- _REQUIRED ACTION_: Your job is to return every line in the data holding the string "fixed".

- _TASK MATERIAL_:
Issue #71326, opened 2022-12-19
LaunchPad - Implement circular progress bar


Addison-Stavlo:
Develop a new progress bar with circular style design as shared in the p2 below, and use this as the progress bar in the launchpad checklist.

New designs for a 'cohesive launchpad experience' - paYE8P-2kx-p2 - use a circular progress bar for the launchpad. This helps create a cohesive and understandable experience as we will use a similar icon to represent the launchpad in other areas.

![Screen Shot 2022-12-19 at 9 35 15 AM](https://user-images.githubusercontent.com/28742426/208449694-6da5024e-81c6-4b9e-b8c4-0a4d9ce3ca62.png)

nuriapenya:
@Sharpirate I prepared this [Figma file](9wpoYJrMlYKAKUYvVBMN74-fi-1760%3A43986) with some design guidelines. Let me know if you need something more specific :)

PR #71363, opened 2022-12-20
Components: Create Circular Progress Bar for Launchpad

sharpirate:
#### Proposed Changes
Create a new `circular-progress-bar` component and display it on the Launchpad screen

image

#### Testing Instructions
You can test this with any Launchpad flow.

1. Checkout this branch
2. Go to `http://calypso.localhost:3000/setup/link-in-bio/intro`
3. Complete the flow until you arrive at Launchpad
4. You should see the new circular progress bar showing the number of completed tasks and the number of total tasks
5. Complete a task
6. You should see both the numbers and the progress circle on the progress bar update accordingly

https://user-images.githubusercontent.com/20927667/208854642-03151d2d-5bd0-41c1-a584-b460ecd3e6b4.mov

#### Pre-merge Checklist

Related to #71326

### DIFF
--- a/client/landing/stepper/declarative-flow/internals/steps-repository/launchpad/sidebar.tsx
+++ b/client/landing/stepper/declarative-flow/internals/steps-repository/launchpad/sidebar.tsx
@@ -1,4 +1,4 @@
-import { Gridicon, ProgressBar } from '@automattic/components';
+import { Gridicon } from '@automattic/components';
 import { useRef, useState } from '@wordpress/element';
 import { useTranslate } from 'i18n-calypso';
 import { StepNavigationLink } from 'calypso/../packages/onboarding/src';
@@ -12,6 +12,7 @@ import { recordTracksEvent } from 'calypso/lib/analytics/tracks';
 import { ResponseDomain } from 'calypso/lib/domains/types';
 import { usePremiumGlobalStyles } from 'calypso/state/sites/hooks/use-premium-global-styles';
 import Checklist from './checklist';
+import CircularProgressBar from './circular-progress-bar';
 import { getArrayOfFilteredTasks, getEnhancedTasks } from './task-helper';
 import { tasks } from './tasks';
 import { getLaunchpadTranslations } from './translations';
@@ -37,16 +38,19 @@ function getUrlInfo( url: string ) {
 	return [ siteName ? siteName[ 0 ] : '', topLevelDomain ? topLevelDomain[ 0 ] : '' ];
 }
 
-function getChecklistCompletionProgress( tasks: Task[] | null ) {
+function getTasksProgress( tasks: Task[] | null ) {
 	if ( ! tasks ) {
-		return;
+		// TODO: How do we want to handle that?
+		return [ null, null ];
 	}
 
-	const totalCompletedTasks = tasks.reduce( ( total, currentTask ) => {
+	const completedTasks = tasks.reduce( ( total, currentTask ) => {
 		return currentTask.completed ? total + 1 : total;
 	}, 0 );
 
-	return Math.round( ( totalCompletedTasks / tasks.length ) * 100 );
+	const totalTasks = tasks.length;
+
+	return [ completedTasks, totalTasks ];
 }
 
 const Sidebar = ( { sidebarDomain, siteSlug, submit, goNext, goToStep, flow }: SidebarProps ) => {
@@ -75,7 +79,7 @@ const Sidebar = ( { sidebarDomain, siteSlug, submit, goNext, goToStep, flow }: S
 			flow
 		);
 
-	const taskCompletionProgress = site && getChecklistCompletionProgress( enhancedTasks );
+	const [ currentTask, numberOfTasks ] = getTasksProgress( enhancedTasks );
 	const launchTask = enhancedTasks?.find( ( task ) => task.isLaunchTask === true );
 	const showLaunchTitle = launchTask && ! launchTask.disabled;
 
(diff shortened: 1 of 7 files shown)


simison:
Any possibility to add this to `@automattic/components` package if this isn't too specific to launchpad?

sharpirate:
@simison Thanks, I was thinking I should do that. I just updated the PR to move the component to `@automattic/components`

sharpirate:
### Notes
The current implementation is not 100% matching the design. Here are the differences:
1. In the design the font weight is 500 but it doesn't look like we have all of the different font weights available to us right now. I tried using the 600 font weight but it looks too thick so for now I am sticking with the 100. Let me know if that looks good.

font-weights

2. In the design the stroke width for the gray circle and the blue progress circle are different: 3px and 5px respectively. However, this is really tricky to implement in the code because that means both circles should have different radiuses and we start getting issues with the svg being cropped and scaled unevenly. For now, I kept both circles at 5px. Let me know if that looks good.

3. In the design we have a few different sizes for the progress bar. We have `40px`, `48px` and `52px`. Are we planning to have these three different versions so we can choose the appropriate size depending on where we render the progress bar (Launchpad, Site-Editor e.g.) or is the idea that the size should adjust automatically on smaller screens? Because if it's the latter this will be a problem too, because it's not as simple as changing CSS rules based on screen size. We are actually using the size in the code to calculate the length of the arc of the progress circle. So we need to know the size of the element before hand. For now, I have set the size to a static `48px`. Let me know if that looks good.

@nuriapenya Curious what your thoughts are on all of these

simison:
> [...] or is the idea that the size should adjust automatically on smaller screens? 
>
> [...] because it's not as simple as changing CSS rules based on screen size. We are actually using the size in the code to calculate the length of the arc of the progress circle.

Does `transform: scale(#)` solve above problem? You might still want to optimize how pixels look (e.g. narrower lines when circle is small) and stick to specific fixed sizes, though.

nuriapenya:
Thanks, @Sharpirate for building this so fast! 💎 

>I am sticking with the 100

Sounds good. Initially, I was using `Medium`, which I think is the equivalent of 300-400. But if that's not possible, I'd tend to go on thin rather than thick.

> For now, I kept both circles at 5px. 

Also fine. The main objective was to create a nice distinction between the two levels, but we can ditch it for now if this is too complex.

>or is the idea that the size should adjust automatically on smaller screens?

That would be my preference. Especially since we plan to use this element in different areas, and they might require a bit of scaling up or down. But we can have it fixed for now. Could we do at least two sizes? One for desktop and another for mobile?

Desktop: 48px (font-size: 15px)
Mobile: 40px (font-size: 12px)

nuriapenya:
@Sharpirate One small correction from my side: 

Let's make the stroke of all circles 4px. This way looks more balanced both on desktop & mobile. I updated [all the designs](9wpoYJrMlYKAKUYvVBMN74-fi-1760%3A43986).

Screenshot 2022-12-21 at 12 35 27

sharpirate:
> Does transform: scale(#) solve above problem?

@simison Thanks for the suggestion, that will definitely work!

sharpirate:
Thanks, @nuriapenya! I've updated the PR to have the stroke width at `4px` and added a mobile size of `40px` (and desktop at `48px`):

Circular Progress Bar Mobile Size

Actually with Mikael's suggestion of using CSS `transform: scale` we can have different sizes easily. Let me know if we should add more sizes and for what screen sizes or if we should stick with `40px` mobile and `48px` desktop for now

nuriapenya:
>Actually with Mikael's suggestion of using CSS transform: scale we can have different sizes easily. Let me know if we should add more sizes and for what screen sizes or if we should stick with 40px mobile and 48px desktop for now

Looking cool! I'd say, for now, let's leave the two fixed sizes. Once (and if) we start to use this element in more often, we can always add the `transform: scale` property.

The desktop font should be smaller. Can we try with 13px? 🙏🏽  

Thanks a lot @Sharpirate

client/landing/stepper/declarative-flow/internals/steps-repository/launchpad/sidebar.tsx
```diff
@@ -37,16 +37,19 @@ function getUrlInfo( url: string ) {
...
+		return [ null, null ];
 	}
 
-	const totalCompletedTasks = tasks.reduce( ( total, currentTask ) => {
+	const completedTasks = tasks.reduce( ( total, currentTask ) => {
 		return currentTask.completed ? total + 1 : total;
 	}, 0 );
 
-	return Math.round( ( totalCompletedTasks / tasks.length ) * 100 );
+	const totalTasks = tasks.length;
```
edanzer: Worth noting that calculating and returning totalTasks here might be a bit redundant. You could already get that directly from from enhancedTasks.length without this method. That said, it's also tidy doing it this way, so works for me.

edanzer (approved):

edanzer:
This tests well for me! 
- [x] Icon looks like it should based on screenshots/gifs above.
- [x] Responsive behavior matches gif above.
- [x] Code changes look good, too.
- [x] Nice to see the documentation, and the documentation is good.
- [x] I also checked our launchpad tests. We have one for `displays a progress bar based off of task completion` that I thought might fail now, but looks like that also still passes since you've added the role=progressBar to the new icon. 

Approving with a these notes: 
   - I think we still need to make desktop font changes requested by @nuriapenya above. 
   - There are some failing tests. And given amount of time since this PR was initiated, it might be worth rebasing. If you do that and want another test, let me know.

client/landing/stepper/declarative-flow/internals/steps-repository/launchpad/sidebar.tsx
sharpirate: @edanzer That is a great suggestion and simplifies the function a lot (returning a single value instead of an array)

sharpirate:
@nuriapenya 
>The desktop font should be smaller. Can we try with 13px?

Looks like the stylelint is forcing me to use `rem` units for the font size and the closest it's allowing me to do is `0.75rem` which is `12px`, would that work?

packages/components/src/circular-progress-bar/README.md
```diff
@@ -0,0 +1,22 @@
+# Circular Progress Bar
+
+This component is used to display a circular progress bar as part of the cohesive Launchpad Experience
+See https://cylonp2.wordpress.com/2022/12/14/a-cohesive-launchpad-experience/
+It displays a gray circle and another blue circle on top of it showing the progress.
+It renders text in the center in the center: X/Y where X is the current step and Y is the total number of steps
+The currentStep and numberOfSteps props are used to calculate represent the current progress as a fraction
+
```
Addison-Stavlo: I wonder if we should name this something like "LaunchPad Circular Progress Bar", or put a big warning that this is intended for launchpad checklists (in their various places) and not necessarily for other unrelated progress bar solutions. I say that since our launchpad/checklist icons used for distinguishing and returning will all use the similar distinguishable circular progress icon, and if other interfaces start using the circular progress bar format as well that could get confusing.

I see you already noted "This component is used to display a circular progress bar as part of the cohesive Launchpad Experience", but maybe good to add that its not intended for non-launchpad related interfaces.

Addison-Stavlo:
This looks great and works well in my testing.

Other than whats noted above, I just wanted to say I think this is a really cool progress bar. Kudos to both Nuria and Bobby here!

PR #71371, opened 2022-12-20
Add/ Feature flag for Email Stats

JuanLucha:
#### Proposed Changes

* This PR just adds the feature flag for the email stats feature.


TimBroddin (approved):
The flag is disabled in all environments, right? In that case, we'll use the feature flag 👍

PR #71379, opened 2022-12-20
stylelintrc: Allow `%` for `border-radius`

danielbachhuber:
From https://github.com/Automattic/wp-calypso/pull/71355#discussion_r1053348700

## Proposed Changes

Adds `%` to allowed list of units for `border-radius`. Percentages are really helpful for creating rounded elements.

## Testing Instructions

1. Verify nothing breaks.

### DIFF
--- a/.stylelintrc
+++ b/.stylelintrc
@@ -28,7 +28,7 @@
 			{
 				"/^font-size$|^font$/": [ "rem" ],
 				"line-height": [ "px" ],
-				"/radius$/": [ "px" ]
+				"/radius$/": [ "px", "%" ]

- _SOLUTION TO THIS TASK_:
Does `transform: scale(#)` solve above problem? You might still want to optimize how pixels look (e.g. narrower lines when circle is small) and stick to specific fixed sizes, though.
That would be my preference. Especially since we plan to use this element in different areas, and they might require a bit of scaling up or down. But we can have it fixed for now. Could we do at least two sizes? One for desktop and another for mobile?
Looking cool! I'd say, for now, let's leave the two fixed sizes. Once (and if) we start to use this element in more often, we can always add the `transform: scale` property.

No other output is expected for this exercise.